SALT LAKE CITY — In a scene that’s almost straight from “The Office,” a California man brought a dead raccoon into a San Francisco McDonald’s and sat down with it at a table.
What happened: A video, which KGO-TV defined as “disturbing and disgusting,” led the Department of Public Health to visit the McDonald’s and declare it safe.
- The Department of Environmental Health told KGO that the restaurant shut down for five hours on Sunday so it could disinfect the room. Health inspectors later said the room was safe.
- "We want to assure the public that McDonald's addressed the problem appropriately. They cleaned it, sanitized it, which is the main thing for us," said Stephanie Cushing, director of environmental health.
- Animal control removed the raccoon from the restaurant.
Reaction: McDonald's issued a statement: "Staff cleaned and sanitized the entire dining room and reopened the restaurant two hours later," the statement reads. "The health department visited the restaurant this afternoon and cleared the restaurant for full operations."
Why it matters: According to SF Gate, “the incident is quickly becoming a symbol of the tough situation the city faces with mentally ill citizens and the businesses grappling with serving them.”5 comments on this story
- San Francisco Police Department officers visited the scene and gave the man who brought in the raccoon a mental health evaluation. They decided not to detain him.
- "Based on our information, he didn't meet the criteria (for psychiatric detention)," said Officer Adam Lobsinger, according to SF Gate. "We always offer services. The city has a number of services. When we do a mental health detention, that's a little more in-depth. That means you're a threat to yourself or to others."
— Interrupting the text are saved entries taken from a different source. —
PR #6404, opened 2024-06-05
feat(terraform): add fix for ckv_aws_300

maxamel:
This PR fixes the CKV_AWS_300 check by taking into account the filterings available for the S3 lifecycle directive.

## Checklist:

### DIFF
--- a/tests/terraform/runner/test_plan_runner.py
+++ b/tests/terraform/runner/test_plan_runner.py
@@ -68,6 +68,26 @@ class TestRunnerValid(unittest.TestCase):
         self.assertEqual(report.get_summary()["failed"], 3)
         self.assertEqual(report.get_summary()["passed"], 3)
 
+    def test_tf_plan_filtered_rule(self):
+        if not self.db_connector == RustworkxConnector:
+            return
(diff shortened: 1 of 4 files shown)


lirshindalman (approved):

tests/terraform/runner/test_plan_runner.py
```diff
@@ -68,6 +68,26 @@ def test_runner_two_checks_only(self):
         self.assertEqual(report.get_summary()["failed"], 3)
         self.assertEqual(report.get_summary()["passed"], 3)
 
+    def test_tf_plan_filtered_rule(self):
```
bo156, line 71: can you add a matching test for `terraform` as well (not just `tf_plan`)

maxamel: We have pretty thorough TF tests for this case here: `tests/terraform/checks/resource/aws/test_S3AbortIncompleteUploads.py`
That's why I added the tf_plan part, which is what was missing in our coverage and would've caught this.

bo156 (approved):

PR #6572, opened 2024-07-16
feat(general): Refactor all resource type handling in Checkov

lirshindalman:
The changes in this PR support using 'all' as resources_type and not copying the heard-coded resources list. 
in the start we want to leave the ['all'] in the resources_type list, and in the second step in the resource filtering to check if we have 'all' and the data we get its nit module or variable.


SteveVaknin (approved):
Nice 🏆

checkov/common/checks_infra/checks_parser.py
```diff
@@ -246,7 +247,11 @@ def _parse_raw_check(self, raw_check: Dict[str, Any], resources_types: Optional[
                     or (isinstance(resource_type, str) and resource_type.lower() == "all")
                     or (isinstance(resource_type, list) and resource_type[0].lower() == "all")
             ):
-                check.resource_types = resources_types or []
+                if bool(convert_str_to_bool(os.getenv('CKV_SUPPORT_ALL_RESOURCE_TYPE', False))):
```
bo156, line 250: when adding a new env_var in checkov, you should add it in `checkov/common/util/env_vars_config.py` and use it from there, allows better handling of those variables throughout the code

checkov/common/bridgecrew/integration_features/features/custom_policies_integration.py
```diff
@@ -103,7 +103,8 @@ def _convert_raw_check(policy: dict[str, Any]) -> dict[str, Any]:
             'id': policy['id'],
             'name': policy['title'],
             'category': policy['category'],
-            'frameworks': policy.get('frameworks', [])
+            'frameworks': policy.get('frameworks', []),
+            'scope': {'provider': policy.get('provider', '').lower()}
```
bo156, line 107: just writing here as I have no place else - can you add a description to your PR and explain what has changed?
I can say from my standpoint - this PR without an explanation doesn't make it clear how did we change the behavior

bo156 (approved):

PR #6598, opened 2024-07-24
feat(general): filter resource by provider for all resources types

lirshindalman:
 after we add the support for the resource_type = 'all' without using the resources_list by provider.
Up to now, resources were categorized by provider; meaning only the provider’s resource_type could be found if checked. 
in this PR we add the solution for it. 
We add the `provider` to the `solver` and check if the format of the `resource_type` is suitable for the provider we are examining (for example, if the provider is GCP, we would check if the resource_type contains ‘_google’).


checkov/common/graph/checks_infra/solvers/base_solver.py
```diff
@@ -28,12 +30,34 @@ def _get_operation(self, *args: Any, **kwargs: Any) -> Any:
...
+            resource_type_match_provider = self.resource_match_provider(v.get(resource_type, ''))
+            support_all_resources = bool(resource_type in v and is_all_resources and v.get(resource_type) != 'module' and resource_type_match_provider)
+
+            return not resource_types or support_all_resources
+
+        return not resource_types or (resource_type in v and v[resource_type] in resource_types)
+
+    def resource_match_provider(self, resource_type: str) -> bool:
+        # Based on the resource names in iac frameworks
+        aws_keys = ['aws_', 'AWS::', 'aws-']
```
bo156, line 46: could you extract those lists to consts?

checkov/common/checks_infra/checks_parser.py
```diff
@@ -204,6 +204,7 @@ def parse_raw_check(self, raw_check: Dict[str, Dict[str, Any]], **kwargs: Any) -
         check.guideline = raw_check.get("metadata", {}).get("guideline")
         check.check_path = kwargs.get("check_path", "")
         solver = self.get_check_solver(check)
+        solver.providers = providers
```
bo156, line 207: please add description to your PR

bo156 (approved):

SteveVaknin (approved):
Nice 👌

PR #6603, opened 2024-07-25
feat(terraform): - TF and CFN - Add a policy for ensuring AWS Bedrock Agent is encrypted with a CMK

inbalavital:
## Description

Add TF and CFN policy to check for the use of customer_encryption_key_arn in aws_bedrockagent_agent

## New policies
TF and CFN policy to check for the use of customer_encryption_key_arn in aws_bedrockagent_agent

## Checklist:


tests/cloudformation/checks/resource/aws/test_BedrockAgentEncrypted.py
```diff
@@ -0,0 +1,45 @@
+import os
+import unittest
+
+from checkov.cloudformation.checks.resource.aws.BedrockAgentEncrypted import check
+from checkov.cloudformation.runner import Runner
+from checkov.runner_filter import RunnerFilter
+
+
+class TestBedrockAgentEncrypted(unittest.TestCase):
+
```
ChanochShayner, line 10: Maybe removing this blank line (between the class and the func) will solve the weird cfn-lint issue

inbalavital: It didn't help, the issue is that `cfn-lint` should run only over yml and json files, it fails on every python file I checked locally

.github/workflows/pr-test.yml
```diff
@@ -43,16 +43,25 @@ jobs:
...
+          fi
+      - name: Install cfn-lint
+        if: env.RELEVANT_FILES_CHANGED == 'true'
         run: |
           pip install -U cfn-lint
       - name: Lint Cloudformation templates
-        if: steps.changed-files-specific.outputs.any_changed == 'true'
-        env:
-          ALL_CHANGED_FILES: ${{ steps.changed-files-specific.outputs.all_changed_files }}
+        if: env.RELEVANT_FILES_CHANGED == 'true'
```
maxamel, line 62: Do we need to check this again?
Can this be run in the previous step where we already checked?

.github/workflows/pr-test.yml
```diff
@@ -43,16 +43,25 @@ jobs:
...
           files: tests/cloudformation/checks/resource/aws/**/*
-      - name: Install cfn-lint
+      - name: Filter YAML and JSON files
         if: steps.changed-files-specific.outputs.any_changed == 'true'
+        id: filter-files
+        run: |
+          YAML_JSON_FILES=$(echo ${{ steps.changed-files-specific.outputs.all_changed_files }} | tr ' ' '\n' | grep -E '\.ya?ml$|\.json$' | tr '\n' ' ')
+          if [ -n "$YAML_JSON_FILES" ]; then
+            echo "YAML_JSON_FILES=$YAML_JSON_FILES" >> "$GITHUB_ENV"
+            echo "RELEVANT_FILES_CHANGED=true" >> "$GITHUB_ENV"
```
maxamel, line 53: Isn't this redundant? RELEVANT_FILES_CHANGED
Why we're just not using YAML_JSON_FILES and iterating over it ? I think one env var should be enough here

.github/workflows/pr-test.yml
inbalavital: you're right, the 2 steps can be merged

.github/workflows/pr-test.yml
inbalavital: fixing

maxamel (approved):

PR #6653, opened 2024-08-14
fix(terraform): Don't pass existed resources in non_exists resource checks

inbalavital:

*When using the blocklist feature, we should treat passing resources as UNKNOWN or skipped not Passed to prevent very large outputs and payloads*

## Checklist:


checkov/common/checks_infra/solvers/resource_solvers/base_resource_solver.py
```diff
@@ -49,6 +49,8 @@ def run(
 
         for _, data in graph_connector.nodes():
             result = self.get_operation(resource_type=data.get(CustomAttributes.RESOURCE_TYPE))
+            if result is None:
```
bo156, line 52: seems like we have `unknown_vertices` so it should probably be appended there

checkov/common/checks_infra/solvers/resource_solvers/not_exists_resource_solver.py
```diff
@@ -9,5 +9,6 @@
 class NotExistsResourcerSolver(ExistsResourcerSolver):
     operator = Operators.NOT_EXISTS  # noqa: CCE003  # a static attribute
 
-    def get_operation(self, *args: Any, **kwargs: Any) -> bool:
-        return not super().get_operation(*args, **kwargs)
+    def get_operation(self, *args: Any, **kwargs: Any) -> Optional[bool]:
```
bo156, line 12: why change this?

tests/terraform/graph/checks_infra/resource_solvers/not_exists_solver/test_solver.py
```diff
@@ -8,7 +8,7 @@
 
 
 @parameterized_class([{"graph_framework": "NETWORKX"}, {"graph_framework": "IGRAPH"}])
-class NotExistsSolver(TestBaseSolver):
+class TestNotExistsSolver(TestBaseSolver):
```
bo156, line 11: nice

checkov/common/checks_infra/solvers/resource_solvers/base_resource_solver.py
```diff
@@ -49,6 +49,8 @@ def run(
...
+                continue
             if result:
```
lirshindalman, line 54: why change the logic? `if result is None:` and the preview `if result:` is the same.
you can just not add to the passed_vertices if we have the result (it means it is not the resource in the policy).

inbalavital: because I wanted to have an option of `None` result which indicates that the resource "passed", and in this flow it means it should be skipped.
pls pay attention that `base_resource_solver` `run` and `_process_node` functions handle both `exists_resource_solver` and `not_exists_resource_solver`.
In `ExistsResourcerSolver.get_operation ` we can get either True/False, while in `NotExistsResourcerSolver.get_operation` we can get False/None

checkov/common/checks_infra/solvers/resource_solvers/not_exists_resource_solver.py
inbalavital: because I wanted to have an option of `None` result which indicates that the resource "passed", and in this flow it means it should be skipped.
pls pay attention that `base_resource_solver` `run` and `_process_node` functions handle both `exists_resource_solver` and `not_exists_resource_solver`.
In `ExistsResourcerSolver.get_operation ` we can get either True/False, while in `NotExistsResourcerSolver.get_operation` we can get False/None

checkov/common/checks_infra/solvers/resource_solvers/base_resource_solver.py
inbalavital: After clarifying things with @maxamel, I appended the None results to unknown also here.

lirshindalman (approved):

bo156 (approved):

- According to SF Gate, “While the condition of the man with the raccoon can't be confirmed, the incident is an example of the type of difficult situation San Francisco business owners can find themselves in when serving customers who are addicted to drugs or potentially mentally ill.”
- Rachel Kagan with the city's department of public health said San Francisco has troubled people who need help.
- "There are troubled people in our city and there are many ways many city agencies are working together to provide support and care for those people as well as to provide public safety protection and improve the quality of life for everybody," she said.